Hi!
I was investigating transaction contention issues we are having on one of our tables and I found that in some cases cost-based optimizer would make choices that reduce concurrency and make transactions to conflict heavily.
Here is an example. I start with the following table:
create table test(id string primary key, key string, value string);
create index idx_test on test(key);
insert into test(id, key, value) values
('1hello', '1hello', '1hello'),
('5hello', '5hello', '5hello'),
('9hello', '9hello', '9hello');
Then, if I run the following command immediately:
explain update test set value = '1hello' where key = '1hello';
I can see that it uses index just fine:
root@:26257/bend> explain update test set value = '1hello' where key = '1hello';
tree | field | description
+---------------------------+----------+-------------------------------+
count | |
└── update | |
│ | table | test
│ | set | value
│ | strategy | updater
└── render | |
└── index-join | |
│ | table | test@primary
└── scan | |
| table | test@idx_test
| spans | /"1hello"-/"1hello"/PrefixEnd
(11 rows)
Time: 784µs
However, after a while it (presumably) decides that table is small and doing full scan is better:
root@:26257/bend> explain update test set value = '1hello' where key = '1hello';
tree | field | description
+---------------------+----------+----------------+
count | |
└── update | |
│ | table | test
│ | set | value
│ | strategy | updater
└── render | |
└── scan | |
| table | test@primary
| spans | ALL
| filter | key = '1hello'
(10 rows)
Time: 2.132ms
Now, the issue is that if I run two transactions concurrently:
begin transaction;
update test set value = '1hello' where key = '1hello';
and
begin transaction;
update test set value = '9hello' where key = '9hello';
They conflict with each other (first, run begin transaction
statement in two SQL consoles, then run udpate
statements in both. Sometimes, one update
is “blocked”. In other cases, both updates are allowed to proceed, but last transaction to commit is rolled back:
pq: restart transaction: TransactionRetryWithProtoRefreshError: TransactionRetryError: retry txn (RETRY_SERIALIZABLE): id=27d15def key=/Table/281/1/"9hello"/0 rw=true pri=0.00102576 stat=PENDING epo=0 ts=1568053031.112388000,1 orig=1568053029.328891000,0 max=1568053029.328891000,0 wto=false seq=2
This is very dangerous behavior for our system as one of our tables is used for internal synchronization. The table is small, but with frequent updates which should be independent. We would typically do a lot of work in other tables and then update this one small table.

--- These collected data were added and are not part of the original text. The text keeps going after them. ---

PR #557, opened 2025-04-11
Fix carb entry bug, Issue 2307

marionbarker:
## Purpose

Fix for [Loop Issue 2307](https://github.com/LoopKit/Loop/issues/2307).

## Method

I asked for help on solving this and got a suggestion from @bjorkert (thanks).

Once the file that needed to be modified was identified, I checked the status of that file in the `tidepool-merge` branch, `LoopKit/LoopKitUI/CarbKit/CarbQuantityRow.swift`
* The file has been updated, so I started with the `tidepool-merge` version
   * The bug still happens with that version of the file
* I modified the suggestion from @bjorkert to work with the `tidepool-merge` version
* I configured a `minAllowedCarbEntry` of 1.0 (instead of using hard-coded 1.0) and required the entry be >= `minAllowedCarbEntry` before the continue button is enabled

I'm happy to modify this as desired.

## Test

This fixes the reported bug:
* A user can no longer type  ".", "0", "5" and wind up with 5 g of carbs
* The entered value must be >= 1 before the user can continue
* If a value < 1 is entered, the continue button is inactive

### DIFF
--- a/LoopKitUI/CarbKit/CarbQuantityRow.swift
+++ b/LoopKitUI/CarbKit/CarbQuantityRow.swift
@@ -76,7 +76,9 @@ public struct CarbQuantityRow: View {
     
     // Update quantity based on text field input
     private func updateQuantity(with input: String) {
-        let filtered = input.filter { "0123456789.".contains($0) }
+        let decimalSeparator = formatter.decimalSeparator ?? "."
+        let allowedCharacters = "0123456789" + decimalSeparator
+        let filtered = input.filter { allowedCharacters.contains($0) }
         if filtered != input {
             self.carbInput = filtered
         }
--- a/LoopKitUI/CarbKit/CarbQuantityRow.swift
+++ b/LoopKitUI/CarbKit/CarbQuantityRow.swift
@@ -22,7 +22,6 @@ public struct CarbQuantityRow: View {
     private let formatter: NumberFormatter = {
         let formatter = NumberFormatter()
         formatter.numberStyle = .decimal
-        formatter.maximumIntegerDigits = 3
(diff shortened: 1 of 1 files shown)


bjorkert:
This version does not allow "," as decimal separator. If I enter "0,5", I get "5".

marionbarker:
I tested this with 2 phones. One set for "." as a decimal separator and one for "," as a decimal separator.

It does prevent the case of ",05" or ".05" being interpreted as "5" g for both types of separators.

There is a difference in behavior depending on the separator:
* for "," as decimalSeparator: the continue button is disabled for any entry that includes a ","
   * In other words, 10 will be accepted, "10," will not
* for "." as decimalSeparator: the continue button is enabled for any entry >= 1 whether decimal place is included
   * In other words, 10.5 is accepted and displays as 10, 10.9 becomes 11

LoopKitUI/CarbKit/CarbQuantityRow.swift
```diff
@@ -77,19 +76,26 @@ public struct CarbQuantityRow: View {
     
     // Update quantity based on text field input
     private func updateQuantity(with input: String) {
-        if let number = formatter.number(from: input) {
-            quantity = number.doubleValue
+        let decimalSeparator = formatter.decimalSeparator ?? "."
+        let allowedCharacters = "0123456789" + decimalSeparator
```
ps2, line 80: Has anyone tested that this works for arabic/persian locales?

ps2 (commented):
Not great from a locale-supporting standpoint, but I see the separatory is covered.

PR #560, opened 2025-05-07
Update LoopKit tidepool-merge with improvements from dev

marionbarker:
## Purpose

Bring in improvements added to the dev branch since the tidepool-merge branch was first pushed to LoopKit

## Test

Start with a local clone using LoopWorkspace `tidepool-merge` branch:

* Perform a test merge of main into tidepool-merge for LoopKit in that local clone
* Open Xcode workspace and build with modified LoopKit

Confirm the checkmark limit is easy to see and Carb input accepts comma as a decimal separator so long as the leading zero is typed.
The issue pointed out in Loop 2307 is still present but will be corrected in a separate PR.


ps2 (approved):
LGTM!

PR #573, opened 2025-10-20
ios26 fixes

ps2:
* DIsabled actions buttons look disabled
* Information views do not auto-dismiss
* Saving values in warning ranges works again


marionbarker (approved):
Approve based on test. See https://github.com/LoopKit/Loop/pull/2371#issuecomment-3424184868 which indicates failures described in #2360 are fixed.

~~I don't have an example where the inactive button was not grey and where information views auto-dismissed, so I can't demonstrate these are fixed. But willing to approve and accept this change without that test.~~

I did test examples for all 3 fixes as reported in later comments under Loop PR 2371.

PR #574, opened 2025-10-22
Protect against invalid immutable boluses with future end date

ps2:


marionbarker:
## Test

I'm not sure these tests exercise what this modification is supposed to address.
I believe updates are planned to DanaKit and MedtrumKit.

### Reproduce DanaKit error

First build with release/3.8.2, SHA `e02e46a` and attach a Dana pump using an rPi simulator
Issue a large bolus and then ^C out of the rPi simulator
Observe reported IOB for Loop main screen

1. Attach Dana
2. wait for green loop
3. bolus 5 U: before IOB = 0.06, after 5.06
4. control C out of simulator - the bolused amount halted at 0.91 U of 5.00 U - stuck on that reading with tap to stop showing (do not touch it)
5. wait a few loop cycles
6. Showing a yellow loop (no connection to pump), but IOB is reduced to 1.07 U

### DanaKit error still present

> Note - I think this is the wrong test for exercising code changes in the PR. 

Modify the LoopKit submodule to ps2/invalid-bolus-protection and build onto the same test phone.

1. After the new build is installed, restart the Dana simulator (use same status.json)
2. Get a green loop, IOB is still too low (now 0.95 U)
3. bolus 3 U: before IOB = 0.95, after 3.94
4. control C out of simulator - the bolused amount halted at 1.14 U of 3.00 U - stuck on that reading with tap to stop showing (do not touch it)
5. wait a few loop cycles
6. IOB reduced to 2.08

There is no change here. I don't know how much might be associated with this being a simulator.

I also know that @bastiaanv is planning updates to DanaKit (and MedtrumKit) code.

### DanaKit error still present

> Note - I think this is the wrong test for exercising code changes in the PR. 

This time, test by having the pump continue operating on the rPi, but take the phone out of range of the rPi after the bolus.

1. restart the rPi simulator, wait for green loop
2. IOB reports 2.08 U
3. bolus 3 U: before IOB = 2.08, after 5.07
4. walk the phone out of range
5. loses signal and the bolus progress display stopped displaying (I think around 2 U delivered)
6. wait a few minutes and recover the phone
7. shows pump signal loss and IOB of 4.13
   * check bolus history
   * interrupted bolus of 2.11 of 3 at 11:01 (phone out of range
   * interrupted bolus of 1.14 of 3 at 10:51 (this is ^C of rPi)
   * interrupted bolus of 0.91 of 5 at 10:38 (this is ^C of rPi)

marionbarker (approved):
Tested that this builds and runs.

PR #577, opened 2025-10-31
Revert pumpevent fix attempt

ps2:
Modifying the events pumpmanagers report was hack to try to deal with invalid events. Fixing the pumpmanagers is a better solution.  The pumpmanagers that were reporting the invalid events are removed from the main code now.

Adding a fatalError if invalid pump events are submitted, so pumpmanager developers will discover issues like this faster.

### DIFF
--- a/LoopKit/InsulinKit/DoseStore.swift
+++ b/LoopKit/InsulinKit/DoseStore.swift
@@ -684,6 +684,12 @@ extension DoseStore {
             return
         }
 
+        for event in events {
+            if let dose = event.dose {
+                self.log.debug("Add %@, isMutable=%@", String(describing: dose), String(describing: event.dose?.isMutable))
+            }
+        }
+
         persistenceController.managedObjectContext.perform {
             var lastFinalDate: Date?
             var firstMutableDate: Date?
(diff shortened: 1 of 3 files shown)


marionbarker:
## Test

### Test Steps Definition

The most reliable test for this issue is:
1. Pair a new DASH pod
2. Attempt to add a carb entry
   * If that fails, the error is present
   * If that succeeds, the error is not present

### Configuration

Begin with release/3.8.2, commit `c885710`, "update LoopKit: restore commit `2a1dfc2e`;"
* Perform Test Steps - no error

### Test 1

Modify LoopKit to `ps2/revert-pumpevent-fix-attempt` branch, commit `3a677573`, 
* Perform Test Steps - no error

### Test 2

Step back 1 commit in LoopKit (to `6921a00e`) - which provides a fatal error if a pump manager has a particular bug in it.
* Perform Test Steps - crash happens and is revealed to be triggered from OmniBLE as part of the Insert Cannula steps
* Do a quit/restart (rebuild the app) and can now insert the cannula
* Carbs can be saved without the error

### Future steps

Once pump managers do not trigger this error, then the fatal error, if it happens, can be added back to assist in identifying this issue for any future new pump managers.

marionbarker (approved):
Approved from code review and test.
LGTM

However, choice of full scan instead of index scan makes these transaction to conflict with each other, “blocking” other transactions which should be independent and also rolling them back due to serialization error.
If I turn off the optimizer (set optimizer = 'off';
), things go as expected: CockroachDB chooses to do index scan, I get no conflicts.
I have not tried yet it on our production to see if that resolves some of the issues we were seeing, but that little experiment is very disturbing.
Two questions:
- Is there a way to force index use on an
update
statement? I triedupdate test@idx_test set value = '1hello' where key = '1hello';
, but it does not have any effect. - What else can we do? I’m currently considering turning off optimizer just for the queries that go to that “synchronization” table.